TASK OBJECTIVE>
Using the listing below, set down exactly the lines starting at the line that contains "PR #3481, opened 2022-06-06" and ending at the line that contains "So really only", both included, and no others.

INFORMATION SHOWN>
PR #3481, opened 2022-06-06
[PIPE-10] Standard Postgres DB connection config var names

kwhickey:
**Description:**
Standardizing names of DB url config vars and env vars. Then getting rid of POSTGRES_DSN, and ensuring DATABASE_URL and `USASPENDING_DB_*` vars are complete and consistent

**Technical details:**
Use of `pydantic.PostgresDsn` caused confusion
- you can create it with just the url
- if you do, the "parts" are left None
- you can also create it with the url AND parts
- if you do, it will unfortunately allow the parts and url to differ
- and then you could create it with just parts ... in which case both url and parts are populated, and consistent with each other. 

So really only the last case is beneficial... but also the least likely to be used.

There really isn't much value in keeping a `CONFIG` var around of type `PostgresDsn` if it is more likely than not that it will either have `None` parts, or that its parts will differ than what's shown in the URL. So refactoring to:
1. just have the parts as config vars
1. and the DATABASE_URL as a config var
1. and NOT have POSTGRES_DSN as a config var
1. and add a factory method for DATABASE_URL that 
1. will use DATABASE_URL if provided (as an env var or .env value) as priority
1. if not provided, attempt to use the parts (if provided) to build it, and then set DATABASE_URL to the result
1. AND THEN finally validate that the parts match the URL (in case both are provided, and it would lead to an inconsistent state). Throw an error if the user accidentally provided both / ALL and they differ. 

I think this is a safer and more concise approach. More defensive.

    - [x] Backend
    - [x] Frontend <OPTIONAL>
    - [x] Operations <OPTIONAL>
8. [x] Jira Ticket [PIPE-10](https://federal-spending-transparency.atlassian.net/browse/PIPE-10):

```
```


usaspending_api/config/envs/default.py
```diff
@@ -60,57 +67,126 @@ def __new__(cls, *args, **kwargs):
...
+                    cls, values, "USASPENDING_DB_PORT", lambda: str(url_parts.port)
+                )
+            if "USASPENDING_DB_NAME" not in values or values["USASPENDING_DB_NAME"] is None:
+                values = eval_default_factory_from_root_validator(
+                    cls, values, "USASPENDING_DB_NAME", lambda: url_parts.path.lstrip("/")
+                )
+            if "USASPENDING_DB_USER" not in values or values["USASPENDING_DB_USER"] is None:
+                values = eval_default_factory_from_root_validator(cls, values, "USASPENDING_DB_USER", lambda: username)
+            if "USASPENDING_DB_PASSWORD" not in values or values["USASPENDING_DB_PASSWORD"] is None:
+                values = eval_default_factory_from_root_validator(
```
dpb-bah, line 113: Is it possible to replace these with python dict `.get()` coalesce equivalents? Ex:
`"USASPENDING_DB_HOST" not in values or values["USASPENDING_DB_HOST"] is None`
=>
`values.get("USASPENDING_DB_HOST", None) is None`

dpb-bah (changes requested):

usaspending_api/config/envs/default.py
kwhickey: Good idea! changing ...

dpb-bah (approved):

* * *

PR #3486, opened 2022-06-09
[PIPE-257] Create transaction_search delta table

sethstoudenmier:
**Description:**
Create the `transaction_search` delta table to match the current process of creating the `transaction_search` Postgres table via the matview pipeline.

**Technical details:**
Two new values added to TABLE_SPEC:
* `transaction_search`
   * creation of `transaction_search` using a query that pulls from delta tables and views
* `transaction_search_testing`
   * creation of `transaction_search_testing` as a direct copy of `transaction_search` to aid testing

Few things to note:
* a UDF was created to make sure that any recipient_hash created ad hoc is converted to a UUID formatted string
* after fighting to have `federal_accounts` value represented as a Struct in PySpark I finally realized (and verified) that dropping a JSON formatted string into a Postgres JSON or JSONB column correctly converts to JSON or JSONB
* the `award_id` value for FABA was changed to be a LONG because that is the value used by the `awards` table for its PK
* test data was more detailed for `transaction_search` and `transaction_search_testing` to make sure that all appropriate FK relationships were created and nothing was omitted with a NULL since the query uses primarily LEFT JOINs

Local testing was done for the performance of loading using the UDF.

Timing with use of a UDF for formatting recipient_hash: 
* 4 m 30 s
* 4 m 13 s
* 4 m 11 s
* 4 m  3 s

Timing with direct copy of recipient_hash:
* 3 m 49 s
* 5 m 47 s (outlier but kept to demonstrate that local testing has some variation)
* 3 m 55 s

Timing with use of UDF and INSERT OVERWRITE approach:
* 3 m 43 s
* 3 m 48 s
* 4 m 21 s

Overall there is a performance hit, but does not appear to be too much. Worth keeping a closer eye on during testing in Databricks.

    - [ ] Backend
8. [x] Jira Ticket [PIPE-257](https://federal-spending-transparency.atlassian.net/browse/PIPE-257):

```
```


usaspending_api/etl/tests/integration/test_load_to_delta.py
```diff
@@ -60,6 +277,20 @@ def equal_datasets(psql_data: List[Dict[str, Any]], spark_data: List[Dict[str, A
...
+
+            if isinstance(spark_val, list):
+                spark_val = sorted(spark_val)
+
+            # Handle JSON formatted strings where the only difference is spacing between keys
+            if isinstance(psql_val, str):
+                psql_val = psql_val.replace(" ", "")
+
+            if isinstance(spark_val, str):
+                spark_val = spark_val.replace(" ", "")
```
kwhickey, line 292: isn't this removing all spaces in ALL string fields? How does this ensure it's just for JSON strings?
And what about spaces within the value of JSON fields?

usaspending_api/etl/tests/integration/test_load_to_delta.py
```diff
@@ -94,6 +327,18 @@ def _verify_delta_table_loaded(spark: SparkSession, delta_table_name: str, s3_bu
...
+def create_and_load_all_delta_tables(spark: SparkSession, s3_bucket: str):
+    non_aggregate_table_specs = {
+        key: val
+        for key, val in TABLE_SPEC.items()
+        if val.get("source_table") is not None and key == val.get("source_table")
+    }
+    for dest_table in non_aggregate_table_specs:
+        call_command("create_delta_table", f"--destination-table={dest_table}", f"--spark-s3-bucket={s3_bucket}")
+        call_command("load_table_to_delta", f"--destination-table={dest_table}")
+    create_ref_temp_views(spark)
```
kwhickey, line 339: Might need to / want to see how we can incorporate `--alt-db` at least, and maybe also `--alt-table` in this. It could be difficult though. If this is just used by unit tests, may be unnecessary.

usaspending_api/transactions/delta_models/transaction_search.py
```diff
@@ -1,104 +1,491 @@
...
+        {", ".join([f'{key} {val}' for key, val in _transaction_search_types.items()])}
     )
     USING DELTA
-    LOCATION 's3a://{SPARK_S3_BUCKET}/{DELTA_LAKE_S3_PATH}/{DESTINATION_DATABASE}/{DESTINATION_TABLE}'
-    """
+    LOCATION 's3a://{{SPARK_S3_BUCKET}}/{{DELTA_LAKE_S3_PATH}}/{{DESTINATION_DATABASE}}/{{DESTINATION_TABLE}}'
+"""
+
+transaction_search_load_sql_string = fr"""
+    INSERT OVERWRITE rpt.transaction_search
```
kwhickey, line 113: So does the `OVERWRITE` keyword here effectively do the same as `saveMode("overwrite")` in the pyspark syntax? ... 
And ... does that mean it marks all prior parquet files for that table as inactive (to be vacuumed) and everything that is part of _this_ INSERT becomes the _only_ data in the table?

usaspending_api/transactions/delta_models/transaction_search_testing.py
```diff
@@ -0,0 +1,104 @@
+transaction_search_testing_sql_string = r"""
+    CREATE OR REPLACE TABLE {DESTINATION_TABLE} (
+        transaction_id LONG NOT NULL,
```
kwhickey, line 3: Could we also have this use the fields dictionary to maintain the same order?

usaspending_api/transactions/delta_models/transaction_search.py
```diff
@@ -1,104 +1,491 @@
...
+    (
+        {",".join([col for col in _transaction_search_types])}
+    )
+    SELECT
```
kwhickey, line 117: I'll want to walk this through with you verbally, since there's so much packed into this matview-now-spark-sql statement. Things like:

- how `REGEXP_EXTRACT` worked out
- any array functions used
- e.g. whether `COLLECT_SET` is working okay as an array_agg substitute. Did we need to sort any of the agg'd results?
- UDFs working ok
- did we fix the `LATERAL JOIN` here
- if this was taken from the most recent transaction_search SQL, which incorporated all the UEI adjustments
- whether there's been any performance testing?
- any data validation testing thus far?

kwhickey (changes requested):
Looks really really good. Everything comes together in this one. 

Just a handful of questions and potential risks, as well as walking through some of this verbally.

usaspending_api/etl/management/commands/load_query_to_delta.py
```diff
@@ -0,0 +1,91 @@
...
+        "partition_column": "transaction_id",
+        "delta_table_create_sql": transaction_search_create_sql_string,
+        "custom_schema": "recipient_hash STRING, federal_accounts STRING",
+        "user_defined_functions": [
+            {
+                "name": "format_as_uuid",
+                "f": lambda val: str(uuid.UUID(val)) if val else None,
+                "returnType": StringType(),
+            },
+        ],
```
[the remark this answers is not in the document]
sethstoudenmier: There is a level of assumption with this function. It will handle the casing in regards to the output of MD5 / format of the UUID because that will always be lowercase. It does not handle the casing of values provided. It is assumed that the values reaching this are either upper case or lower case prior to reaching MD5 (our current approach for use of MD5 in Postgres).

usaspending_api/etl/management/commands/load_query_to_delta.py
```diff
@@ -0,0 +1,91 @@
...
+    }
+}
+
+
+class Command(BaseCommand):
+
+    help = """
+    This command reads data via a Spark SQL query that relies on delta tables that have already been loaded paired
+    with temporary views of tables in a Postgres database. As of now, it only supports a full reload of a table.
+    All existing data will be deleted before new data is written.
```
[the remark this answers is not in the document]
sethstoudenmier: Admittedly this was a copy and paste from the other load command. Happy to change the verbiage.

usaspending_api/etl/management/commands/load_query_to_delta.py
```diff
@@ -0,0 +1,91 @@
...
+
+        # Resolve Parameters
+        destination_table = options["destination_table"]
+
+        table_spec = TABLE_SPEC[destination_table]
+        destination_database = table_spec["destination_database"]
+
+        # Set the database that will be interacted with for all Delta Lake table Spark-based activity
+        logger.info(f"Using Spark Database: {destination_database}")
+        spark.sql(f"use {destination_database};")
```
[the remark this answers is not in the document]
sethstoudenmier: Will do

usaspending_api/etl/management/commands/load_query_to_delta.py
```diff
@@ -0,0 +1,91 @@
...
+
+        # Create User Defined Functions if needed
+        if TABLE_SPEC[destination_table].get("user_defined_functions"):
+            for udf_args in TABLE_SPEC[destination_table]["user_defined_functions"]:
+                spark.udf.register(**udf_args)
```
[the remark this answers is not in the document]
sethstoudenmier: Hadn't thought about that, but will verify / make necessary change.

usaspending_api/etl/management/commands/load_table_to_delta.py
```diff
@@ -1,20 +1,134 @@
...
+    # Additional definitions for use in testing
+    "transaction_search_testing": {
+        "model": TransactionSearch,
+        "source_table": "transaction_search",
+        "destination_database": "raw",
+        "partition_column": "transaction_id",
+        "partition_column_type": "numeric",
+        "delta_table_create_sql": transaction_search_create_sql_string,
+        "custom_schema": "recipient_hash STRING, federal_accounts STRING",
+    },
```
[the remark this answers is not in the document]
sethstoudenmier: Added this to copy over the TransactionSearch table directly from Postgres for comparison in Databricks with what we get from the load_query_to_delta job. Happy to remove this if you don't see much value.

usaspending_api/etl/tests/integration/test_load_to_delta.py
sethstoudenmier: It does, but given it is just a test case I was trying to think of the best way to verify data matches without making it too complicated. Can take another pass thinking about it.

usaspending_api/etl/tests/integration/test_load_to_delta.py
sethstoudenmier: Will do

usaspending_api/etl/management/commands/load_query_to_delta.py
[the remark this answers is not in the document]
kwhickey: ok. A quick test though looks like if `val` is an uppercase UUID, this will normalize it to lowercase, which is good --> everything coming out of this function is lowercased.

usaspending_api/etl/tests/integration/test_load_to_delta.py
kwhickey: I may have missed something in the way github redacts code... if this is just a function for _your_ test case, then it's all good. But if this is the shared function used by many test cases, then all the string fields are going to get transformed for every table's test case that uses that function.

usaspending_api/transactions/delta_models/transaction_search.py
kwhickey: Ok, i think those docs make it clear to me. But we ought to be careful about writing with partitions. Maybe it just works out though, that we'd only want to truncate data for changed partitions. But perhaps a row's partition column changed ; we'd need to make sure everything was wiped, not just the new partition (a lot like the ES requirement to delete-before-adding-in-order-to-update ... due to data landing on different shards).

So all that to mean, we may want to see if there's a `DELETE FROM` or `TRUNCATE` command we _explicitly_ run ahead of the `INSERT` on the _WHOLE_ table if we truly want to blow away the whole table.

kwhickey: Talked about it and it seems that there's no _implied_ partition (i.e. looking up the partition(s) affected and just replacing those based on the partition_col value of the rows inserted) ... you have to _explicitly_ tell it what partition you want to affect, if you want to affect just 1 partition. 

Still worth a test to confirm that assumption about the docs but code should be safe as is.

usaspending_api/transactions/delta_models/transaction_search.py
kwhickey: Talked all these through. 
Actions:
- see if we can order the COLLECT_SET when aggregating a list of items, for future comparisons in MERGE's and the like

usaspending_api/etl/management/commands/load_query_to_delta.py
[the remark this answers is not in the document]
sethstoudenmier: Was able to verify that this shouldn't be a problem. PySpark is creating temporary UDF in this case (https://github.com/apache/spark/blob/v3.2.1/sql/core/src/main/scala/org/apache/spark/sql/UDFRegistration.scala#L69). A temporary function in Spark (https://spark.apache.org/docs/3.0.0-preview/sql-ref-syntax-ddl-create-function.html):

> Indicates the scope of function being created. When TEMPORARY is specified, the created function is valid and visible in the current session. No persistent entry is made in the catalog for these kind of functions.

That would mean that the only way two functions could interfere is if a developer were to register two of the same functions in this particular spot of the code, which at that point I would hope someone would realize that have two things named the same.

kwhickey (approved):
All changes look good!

...

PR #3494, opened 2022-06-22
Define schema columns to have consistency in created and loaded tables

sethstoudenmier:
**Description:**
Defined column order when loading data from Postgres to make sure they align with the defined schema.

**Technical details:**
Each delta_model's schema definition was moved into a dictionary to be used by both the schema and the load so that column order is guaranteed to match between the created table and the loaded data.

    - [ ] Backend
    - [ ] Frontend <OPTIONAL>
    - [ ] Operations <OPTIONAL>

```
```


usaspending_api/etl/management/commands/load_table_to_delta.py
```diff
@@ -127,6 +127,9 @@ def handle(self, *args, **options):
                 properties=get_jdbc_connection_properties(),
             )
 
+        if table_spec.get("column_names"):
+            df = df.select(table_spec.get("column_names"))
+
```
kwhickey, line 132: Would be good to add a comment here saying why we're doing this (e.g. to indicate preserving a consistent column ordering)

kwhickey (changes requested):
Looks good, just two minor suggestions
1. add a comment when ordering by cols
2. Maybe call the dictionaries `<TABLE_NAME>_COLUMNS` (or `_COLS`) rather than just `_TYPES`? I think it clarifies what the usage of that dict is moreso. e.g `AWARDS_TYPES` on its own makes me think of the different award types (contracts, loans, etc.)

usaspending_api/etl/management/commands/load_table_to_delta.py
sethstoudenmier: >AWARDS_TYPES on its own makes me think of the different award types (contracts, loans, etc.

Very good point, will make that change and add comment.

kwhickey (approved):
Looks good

TASK SOLUTION>
PR #3481, opened 2022-06-06
[PIPE-10] Standard Postgres DB connection config var names

kwhickey:
**Description:**
Standardizing names of DB url config vars and env vars. Then getting rid of POSTGRES_DSN, and ensuring DATABASE_URL and `USASPENDING_DB_*` vars are complete and consistent

**Technical details:**
Use of `pydantic.PostgresDsn` caused confusion
- you can create it with just the url
- if you do, the "parts" are left None
- you can also create it with the url AND parts
- if you do, it will unfortunately allow the parts and url to differ
- and then you could create it with just parts ... in which case both url and parts are populated, and consistent with each other. 

So really only the last case is beneficial... but also the least likely to be used.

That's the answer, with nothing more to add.